-- Material provided follows --

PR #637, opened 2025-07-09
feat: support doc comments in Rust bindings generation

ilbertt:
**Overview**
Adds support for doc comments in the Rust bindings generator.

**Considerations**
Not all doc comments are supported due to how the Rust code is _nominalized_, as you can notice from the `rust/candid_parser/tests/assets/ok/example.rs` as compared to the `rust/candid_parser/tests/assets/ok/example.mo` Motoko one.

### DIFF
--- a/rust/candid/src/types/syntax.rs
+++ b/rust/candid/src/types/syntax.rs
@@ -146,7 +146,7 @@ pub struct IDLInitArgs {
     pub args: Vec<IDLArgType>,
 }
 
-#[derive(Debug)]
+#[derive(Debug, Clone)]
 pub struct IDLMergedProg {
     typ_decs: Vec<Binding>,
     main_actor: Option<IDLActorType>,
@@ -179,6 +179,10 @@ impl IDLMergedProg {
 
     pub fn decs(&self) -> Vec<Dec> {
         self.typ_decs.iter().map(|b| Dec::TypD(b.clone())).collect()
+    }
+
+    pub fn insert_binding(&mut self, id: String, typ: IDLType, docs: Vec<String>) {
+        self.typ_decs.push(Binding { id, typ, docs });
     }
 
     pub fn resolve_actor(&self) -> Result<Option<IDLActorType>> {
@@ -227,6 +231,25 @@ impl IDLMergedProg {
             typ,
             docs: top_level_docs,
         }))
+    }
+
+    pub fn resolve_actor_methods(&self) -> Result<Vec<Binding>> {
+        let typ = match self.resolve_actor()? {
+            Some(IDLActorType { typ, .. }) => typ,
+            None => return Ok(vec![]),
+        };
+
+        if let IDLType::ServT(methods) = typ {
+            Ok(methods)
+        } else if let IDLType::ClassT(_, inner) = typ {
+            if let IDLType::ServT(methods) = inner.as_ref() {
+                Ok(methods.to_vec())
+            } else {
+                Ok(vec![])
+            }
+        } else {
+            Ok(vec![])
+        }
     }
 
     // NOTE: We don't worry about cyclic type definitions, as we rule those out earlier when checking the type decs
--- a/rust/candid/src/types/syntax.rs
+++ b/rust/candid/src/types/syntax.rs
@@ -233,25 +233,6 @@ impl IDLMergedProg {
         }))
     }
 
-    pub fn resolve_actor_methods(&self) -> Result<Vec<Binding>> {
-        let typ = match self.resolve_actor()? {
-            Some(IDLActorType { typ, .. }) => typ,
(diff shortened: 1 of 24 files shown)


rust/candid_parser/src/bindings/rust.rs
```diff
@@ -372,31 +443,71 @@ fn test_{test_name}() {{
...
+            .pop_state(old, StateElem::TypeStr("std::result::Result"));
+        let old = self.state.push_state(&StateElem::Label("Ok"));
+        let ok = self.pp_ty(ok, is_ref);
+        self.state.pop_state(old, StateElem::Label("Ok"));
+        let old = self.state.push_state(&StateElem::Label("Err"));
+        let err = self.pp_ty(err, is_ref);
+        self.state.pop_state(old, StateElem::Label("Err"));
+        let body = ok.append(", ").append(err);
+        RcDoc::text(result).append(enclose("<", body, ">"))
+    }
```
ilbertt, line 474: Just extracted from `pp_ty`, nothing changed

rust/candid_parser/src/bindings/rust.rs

-- Material provided concluded --

■ Goal of the exercise: Go through the data above and return each line containing the string "ServT".

■ Your solution:
+        if let IDLType::ServT(methods) = typ {
+            if let IDLType::ServT(methods) = inner.as_ref() {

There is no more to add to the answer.